START Information given
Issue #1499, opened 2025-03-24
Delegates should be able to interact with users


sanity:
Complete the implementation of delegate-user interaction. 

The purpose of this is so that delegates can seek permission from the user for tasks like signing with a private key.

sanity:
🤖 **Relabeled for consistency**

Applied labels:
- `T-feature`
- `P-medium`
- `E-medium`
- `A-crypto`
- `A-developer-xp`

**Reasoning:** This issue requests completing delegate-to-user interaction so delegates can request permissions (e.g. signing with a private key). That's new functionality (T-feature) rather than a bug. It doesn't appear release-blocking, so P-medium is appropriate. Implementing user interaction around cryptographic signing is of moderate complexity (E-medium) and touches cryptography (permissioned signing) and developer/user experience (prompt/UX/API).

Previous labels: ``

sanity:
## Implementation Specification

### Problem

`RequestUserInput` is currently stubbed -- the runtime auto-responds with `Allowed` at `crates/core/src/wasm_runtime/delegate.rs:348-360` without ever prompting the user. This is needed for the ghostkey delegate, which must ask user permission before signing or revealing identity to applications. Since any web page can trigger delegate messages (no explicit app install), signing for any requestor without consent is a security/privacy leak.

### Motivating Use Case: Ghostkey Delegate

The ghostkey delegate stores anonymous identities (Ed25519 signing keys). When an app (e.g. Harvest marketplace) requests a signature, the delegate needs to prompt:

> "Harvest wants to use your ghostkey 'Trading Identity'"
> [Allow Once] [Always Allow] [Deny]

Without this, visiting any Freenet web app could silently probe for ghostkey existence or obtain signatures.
END Information given
START Information given
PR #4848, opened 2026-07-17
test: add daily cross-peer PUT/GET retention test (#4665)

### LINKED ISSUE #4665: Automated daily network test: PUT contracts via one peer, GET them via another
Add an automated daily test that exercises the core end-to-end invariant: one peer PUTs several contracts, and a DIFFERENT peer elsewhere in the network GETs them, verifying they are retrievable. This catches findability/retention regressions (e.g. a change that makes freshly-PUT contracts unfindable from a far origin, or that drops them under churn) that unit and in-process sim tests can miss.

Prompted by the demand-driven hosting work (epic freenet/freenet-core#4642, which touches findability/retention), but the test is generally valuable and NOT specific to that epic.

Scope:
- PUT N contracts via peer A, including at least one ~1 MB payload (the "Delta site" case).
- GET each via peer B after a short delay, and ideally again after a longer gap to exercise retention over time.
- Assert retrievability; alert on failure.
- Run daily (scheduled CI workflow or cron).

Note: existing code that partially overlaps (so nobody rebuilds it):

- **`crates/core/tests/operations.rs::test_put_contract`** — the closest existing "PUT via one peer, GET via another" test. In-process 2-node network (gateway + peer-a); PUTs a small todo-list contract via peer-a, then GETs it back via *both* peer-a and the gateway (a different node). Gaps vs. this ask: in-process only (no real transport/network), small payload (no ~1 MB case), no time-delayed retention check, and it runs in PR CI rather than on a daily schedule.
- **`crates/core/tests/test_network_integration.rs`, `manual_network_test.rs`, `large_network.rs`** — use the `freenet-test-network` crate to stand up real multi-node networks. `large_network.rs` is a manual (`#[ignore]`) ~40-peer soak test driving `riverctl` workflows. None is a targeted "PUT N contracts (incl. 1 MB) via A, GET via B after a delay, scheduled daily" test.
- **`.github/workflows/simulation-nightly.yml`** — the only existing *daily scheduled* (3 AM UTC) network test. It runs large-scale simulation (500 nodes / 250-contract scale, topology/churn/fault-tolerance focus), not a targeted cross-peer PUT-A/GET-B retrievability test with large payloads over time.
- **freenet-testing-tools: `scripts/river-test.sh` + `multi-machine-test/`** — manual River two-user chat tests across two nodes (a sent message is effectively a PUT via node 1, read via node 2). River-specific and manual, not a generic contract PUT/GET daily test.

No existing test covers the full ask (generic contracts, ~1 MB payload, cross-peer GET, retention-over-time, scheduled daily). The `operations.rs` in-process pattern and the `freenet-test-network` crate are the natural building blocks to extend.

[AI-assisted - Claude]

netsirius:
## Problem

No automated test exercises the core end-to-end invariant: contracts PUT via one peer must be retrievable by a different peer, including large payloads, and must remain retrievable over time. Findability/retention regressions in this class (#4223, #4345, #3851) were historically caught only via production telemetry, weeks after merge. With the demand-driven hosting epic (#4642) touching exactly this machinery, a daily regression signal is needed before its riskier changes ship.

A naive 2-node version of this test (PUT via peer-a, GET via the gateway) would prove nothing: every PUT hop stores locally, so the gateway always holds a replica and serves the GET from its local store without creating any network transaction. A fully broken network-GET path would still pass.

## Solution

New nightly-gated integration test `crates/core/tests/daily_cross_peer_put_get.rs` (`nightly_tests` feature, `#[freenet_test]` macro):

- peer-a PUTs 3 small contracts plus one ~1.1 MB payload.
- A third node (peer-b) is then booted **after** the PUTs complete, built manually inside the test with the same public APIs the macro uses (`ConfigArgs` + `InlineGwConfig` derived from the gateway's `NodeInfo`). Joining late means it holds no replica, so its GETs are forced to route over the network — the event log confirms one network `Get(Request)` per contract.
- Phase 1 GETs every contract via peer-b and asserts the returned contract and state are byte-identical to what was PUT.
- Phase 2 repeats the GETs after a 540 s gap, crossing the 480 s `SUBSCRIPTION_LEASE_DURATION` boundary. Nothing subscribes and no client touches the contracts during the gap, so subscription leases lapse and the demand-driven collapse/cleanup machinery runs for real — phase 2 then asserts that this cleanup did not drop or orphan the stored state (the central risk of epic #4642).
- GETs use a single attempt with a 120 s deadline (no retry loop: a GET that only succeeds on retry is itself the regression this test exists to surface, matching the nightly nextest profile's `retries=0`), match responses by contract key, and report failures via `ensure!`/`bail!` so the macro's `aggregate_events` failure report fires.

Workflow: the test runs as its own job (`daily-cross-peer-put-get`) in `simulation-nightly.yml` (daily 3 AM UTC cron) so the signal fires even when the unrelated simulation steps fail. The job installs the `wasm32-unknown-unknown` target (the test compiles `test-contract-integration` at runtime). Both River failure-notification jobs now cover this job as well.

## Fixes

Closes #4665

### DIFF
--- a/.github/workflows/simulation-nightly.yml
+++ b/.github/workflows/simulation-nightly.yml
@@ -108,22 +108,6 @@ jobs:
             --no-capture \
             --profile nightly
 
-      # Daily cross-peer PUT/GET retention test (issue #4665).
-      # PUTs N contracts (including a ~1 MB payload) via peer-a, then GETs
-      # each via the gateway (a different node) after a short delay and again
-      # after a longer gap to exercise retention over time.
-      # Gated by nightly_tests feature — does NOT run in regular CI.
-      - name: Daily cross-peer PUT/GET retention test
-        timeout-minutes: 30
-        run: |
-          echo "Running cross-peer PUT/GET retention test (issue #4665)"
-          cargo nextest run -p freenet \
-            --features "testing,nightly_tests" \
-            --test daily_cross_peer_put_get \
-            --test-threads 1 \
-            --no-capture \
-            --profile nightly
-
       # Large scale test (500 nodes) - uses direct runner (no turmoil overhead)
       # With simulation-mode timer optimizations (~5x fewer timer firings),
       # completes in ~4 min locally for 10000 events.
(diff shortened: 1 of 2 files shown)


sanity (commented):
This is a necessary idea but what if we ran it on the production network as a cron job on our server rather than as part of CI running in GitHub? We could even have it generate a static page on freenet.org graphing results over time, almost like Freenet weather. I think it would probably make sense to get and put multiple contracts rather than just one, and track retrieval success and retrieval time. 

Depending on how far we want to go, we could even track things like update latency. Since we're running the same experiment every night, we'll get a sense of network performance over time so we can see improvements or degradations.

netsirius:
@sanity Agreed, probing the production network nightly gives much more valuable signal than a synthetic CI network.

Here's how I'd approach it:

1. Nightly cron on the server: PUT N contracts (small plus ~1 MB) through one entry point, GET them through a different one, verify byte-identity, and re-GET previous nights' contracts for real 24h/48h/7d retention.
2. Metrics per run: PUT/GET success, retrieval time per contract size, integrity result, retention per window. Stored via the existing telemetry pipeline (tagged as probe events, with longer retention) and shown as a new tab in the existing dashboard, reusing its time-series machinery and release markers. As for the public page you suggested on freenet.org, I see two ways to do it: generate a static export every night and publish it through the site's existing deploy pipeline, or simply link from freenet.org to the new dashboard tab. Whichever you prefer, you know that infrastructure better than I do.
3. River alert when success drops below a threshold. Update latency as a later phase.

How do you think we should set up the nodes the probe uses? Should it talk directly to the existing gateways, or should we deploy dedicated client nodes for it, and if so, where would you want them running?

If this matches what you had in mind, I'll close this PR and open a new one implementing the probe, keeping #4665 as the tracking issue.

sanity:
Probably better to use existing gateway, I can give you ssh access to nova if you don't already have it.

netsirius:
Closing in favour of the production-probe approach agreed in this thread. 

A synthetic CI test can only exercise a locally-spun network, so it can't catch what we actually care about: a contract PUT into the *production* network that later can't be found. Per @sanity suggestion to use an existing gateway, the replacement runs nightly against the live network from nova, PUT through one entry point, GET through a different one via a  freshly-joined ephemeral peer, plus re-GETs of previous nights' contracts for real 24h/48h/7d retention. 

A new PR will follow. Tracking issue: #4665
END Information given
START Information given
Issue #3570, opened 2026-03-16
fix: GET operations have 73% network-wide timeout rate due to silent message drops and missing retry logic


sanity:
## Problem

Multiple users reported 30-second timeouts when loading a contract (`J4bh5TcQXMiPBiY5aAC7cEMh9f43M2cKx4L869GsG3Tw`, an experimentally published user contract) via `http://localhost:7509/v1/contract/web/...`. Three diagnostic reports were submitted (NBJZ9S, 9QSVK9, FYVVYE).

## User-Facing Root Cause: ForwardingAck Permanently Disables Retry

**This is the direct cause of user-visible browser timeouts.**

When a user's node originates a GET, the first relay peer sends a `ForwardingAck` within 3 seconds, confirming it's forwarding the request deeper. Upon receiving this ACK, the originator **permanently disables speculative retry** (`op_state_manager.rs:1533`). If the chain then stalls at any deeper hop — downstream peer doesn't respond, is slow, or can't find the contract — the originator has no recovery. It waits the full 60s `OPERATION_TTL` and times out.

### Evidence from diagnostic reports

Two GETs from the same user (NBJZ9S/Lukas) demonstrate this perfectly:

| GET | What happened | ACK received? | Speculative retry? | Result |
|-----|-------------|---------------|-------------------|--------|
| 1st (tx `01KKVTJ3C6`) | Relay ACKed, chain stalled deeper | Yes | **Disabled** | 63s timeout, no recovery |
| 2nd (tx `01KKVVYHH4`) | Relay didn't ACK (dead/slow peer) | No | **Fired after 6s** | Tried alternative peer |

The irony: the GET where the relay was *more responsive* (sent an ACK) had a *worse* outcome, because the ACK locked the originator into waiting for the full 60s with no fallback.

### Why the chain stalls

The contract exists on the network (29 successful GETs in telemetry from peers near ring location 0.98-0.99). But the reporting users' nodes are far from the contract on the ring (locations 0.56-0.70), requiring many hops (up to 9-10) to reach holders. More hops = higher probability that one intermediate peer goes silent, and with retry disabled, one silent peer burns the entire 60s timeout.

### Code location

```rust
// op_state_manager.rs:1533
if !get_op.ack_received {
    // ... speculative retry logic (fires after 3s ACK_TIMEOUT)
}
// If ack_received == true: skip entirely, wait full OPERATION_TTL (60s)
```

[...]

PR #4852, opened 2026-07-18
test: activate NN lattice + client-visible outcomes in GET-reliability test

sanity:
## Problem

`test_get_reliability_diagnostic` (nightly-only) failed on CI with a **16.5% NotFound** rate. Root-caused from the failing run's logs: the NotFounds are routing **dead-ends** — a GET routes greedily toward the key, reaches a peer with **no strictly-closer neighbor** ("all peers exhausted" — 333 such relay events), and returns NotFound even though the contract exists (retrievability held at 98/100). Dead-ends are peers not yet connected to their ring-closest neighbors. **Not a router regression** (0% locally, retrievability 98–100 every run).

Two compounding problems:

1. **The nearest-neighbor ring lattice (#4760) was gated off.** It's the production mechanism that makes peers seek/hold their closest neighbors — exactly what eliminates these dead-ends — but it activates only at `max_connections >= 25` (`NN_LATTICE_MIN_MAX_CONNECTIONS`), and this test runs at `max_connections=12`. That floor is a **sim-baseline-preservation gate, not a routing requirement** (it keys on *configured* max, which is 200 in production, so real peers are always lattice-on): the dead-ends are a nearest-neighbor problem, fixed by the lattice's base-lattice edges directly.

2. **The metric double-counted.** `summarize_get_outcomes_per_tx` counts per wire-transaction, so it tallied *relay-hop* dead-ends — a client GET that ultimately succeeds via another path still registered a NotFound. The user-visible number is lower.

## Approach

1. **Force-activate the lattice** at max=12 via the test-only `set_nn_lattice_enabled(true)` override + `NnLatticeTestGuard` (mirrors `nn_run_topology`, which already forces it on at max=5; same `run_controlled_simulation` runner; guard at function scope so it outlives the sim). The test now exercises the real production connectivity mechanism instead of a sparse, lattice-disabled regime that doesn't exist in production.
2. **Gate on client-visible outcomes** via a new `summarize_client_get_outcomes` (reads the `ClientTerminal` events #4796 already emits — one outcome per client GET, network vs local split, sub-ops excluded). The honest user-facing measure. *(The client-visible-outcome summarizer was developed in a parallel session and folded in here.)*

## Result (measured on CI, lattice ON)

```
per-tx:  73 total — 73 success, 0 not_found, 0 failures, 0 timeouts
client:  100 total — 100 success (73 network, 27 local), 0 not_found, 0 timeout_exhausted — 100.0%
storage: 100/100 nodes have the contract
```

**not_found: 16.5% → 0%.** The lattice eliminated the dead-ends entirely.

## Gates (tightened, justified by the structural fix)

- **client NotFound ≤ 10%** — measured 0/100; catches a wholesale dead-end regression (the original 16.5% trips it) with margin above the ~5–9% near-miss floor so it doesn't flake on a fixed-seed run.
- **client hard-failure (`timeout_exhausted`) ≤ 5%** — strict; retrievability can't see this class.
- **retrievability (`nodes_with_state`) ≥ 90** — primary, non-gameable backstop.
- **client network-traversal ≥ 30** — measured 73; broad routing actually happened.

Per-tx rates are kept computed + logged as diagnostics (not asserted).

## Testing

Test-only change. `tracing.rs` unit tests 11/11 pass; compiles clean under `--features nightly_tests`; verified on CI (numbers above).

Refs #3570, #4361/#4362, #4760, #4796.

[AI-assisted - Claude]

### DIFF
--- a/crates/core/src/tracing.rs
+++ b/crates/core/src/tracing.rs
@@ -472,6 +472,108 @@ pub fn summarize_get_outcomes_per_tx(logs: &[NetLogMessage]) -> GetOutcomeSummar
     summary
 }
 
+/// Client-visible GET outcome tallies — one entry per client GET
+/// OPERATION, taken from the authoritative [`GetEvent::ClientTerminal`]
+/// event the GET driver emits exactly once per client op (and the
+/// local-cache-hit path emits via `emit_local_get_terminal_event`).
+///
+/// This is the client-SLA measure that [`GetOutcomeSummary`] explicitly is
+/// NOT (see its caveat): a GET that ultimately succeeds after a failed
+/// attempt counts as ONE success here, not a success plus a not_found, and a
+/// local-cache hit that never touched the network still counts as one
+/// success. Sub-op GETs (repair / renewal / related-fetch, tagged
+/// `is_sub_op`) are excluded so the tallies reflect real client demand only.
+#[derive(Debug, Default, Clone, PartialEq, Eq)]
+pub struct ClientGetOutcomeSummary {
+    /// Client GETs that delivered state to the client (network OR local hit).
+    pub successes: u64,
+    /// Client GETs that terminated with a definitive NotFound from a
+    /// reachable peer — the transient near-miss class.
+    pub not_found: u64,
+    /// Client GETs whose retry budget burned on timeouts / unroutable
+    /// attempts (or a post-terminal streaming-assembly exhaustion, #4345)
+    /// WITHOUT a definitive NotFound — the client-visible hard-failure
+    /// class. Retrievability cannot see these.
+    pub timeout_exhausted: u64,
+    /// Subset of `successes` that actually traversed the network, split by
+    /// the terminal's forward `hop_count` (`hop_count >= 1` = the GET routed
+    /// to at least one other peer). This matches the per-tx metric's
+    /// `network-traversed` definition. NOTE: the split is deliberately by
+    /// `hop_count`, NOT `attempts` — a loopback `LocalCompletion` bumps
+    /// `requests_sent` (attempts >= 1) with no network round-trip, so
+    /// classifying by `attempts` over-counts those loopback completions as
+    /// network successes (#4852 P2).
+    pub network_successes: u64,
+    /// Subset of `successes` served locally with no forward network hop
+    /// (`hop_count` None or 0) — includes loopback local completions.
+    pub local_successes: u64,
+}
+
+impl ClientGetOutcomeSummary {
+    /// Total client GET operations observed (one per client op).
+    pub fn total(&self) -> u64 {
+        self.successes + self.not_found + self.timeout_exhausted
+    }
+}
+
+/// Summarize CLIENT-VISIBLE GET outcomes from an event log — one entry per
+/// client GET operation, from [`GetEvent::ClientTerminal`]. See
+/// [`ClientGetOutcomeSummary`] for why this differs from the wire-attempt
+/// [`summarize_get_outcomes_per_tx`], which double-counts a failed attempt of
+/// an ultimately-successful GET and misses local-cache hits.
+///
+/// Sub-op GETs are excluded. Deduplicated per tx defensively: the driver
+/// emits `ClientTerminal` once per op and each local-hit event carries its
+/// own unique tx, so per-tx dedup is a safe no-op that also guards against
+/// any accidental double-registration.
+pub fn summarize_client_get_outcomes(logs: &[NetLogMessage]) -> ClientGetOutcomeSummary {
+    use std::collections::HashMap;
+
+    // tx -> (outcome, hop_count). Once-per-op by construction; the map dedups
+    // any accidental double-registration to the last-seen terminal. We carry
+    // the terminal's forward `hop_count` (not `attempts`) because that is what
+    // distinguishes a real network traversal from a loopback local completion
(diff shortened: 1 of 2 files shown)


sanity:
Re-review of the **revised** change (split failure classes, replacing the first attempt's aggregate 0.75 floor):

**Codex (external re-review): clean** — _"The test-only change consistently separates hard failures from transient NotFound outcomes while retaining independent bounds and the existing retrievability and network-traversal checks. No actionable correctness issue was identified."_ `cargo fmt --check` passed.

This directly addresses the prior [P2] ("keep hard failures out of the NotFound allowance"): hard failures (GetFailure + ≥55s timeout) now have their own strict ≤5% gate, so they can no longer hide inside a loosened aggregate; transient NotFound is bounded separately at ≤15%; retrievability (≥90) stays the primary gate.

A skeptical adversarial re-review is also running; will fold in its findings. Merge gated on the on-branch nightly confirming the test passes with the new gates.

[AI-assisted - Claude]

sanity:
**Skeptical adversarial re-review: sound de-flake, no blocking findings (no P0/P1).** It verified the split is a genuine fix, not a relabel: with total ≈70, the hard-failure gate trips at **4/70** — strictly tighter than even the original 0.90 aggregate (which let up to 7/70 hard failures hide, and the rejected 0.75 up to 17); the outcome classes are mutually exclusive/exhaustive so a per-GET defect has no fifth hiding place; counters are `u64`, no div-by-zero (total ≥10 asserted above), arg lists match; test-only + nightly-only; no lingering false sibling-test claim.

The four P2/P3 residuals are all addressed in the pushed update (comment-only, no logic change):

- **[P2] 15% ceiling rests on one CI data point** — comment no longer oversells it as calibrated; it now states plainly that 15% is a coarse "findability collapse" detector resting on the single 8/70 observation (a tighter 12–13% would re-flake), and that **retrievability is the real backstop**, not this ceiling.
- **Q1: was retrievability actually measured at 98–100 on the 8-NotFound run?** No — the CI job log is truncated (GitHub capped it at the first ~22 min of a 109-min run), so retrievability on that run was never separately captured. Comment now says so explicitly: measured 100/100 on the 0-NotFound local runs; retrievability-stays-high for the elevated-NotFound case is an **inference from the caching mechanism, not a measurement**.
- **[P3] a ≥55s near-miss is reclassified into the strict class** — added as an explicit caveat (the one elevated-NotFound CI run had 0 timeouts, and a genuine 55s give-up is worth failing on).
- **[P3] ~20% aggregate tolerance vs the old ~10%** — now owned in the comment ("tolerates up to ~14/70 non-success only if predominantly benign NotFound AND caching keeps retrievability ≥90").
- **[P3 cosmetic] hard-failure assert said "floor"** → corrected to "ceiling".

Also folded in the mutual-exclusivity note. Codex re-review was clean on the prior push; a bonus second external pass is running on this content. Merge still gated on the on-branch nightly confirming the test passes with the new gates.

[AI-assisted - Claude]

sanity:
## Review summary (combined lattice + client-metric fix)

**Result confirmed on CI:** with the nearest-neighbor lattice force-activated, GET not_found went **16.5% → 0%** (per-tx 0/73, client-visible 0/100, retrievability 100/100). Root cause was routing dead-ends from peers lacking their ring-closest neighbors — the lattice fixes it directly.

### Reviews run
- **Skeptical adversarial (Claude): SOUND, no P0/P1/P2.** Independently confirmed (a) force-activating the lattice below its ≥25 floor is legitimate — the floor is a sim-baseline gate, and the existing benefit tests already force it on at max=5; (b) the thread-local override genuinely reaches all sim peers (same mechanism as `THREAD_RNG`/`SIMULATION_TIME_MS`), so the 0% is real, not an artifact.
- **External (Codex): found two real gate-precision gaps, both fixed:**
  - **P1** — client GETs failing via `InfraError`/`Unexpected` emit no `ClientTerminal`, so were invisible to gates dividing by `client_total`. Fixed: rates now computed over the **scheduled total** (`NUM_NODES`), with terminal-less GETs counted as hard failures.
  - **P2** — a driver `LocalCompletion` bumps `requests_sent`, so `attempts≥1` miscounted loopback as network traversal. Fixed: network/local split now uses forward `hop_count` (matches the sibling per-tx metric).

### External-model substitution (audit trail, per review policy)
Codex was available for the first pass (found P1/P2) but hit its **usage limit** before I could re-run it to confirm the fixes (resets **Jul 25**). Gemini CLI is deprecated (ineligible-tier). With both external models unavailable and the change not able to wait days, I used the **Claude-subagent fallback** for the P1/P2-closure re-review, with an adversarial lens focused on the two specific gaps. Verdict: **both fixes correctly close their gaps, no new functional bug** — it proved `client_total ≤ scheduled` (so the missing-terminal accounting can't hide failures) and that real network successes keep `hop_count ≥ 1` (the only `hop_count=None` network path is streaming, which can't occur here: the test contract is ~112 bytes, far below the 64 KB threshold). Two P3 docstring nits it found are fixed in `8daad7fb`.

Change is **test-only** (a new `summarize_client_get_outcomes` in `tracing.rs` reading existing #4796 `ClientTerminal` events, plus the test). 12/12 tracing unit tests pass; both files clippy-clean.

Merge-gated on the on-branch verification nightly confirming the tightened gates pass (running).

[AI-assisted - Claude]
END Information given
For the string "driver", give the number of lines in the entries that contain it, with no other words.

3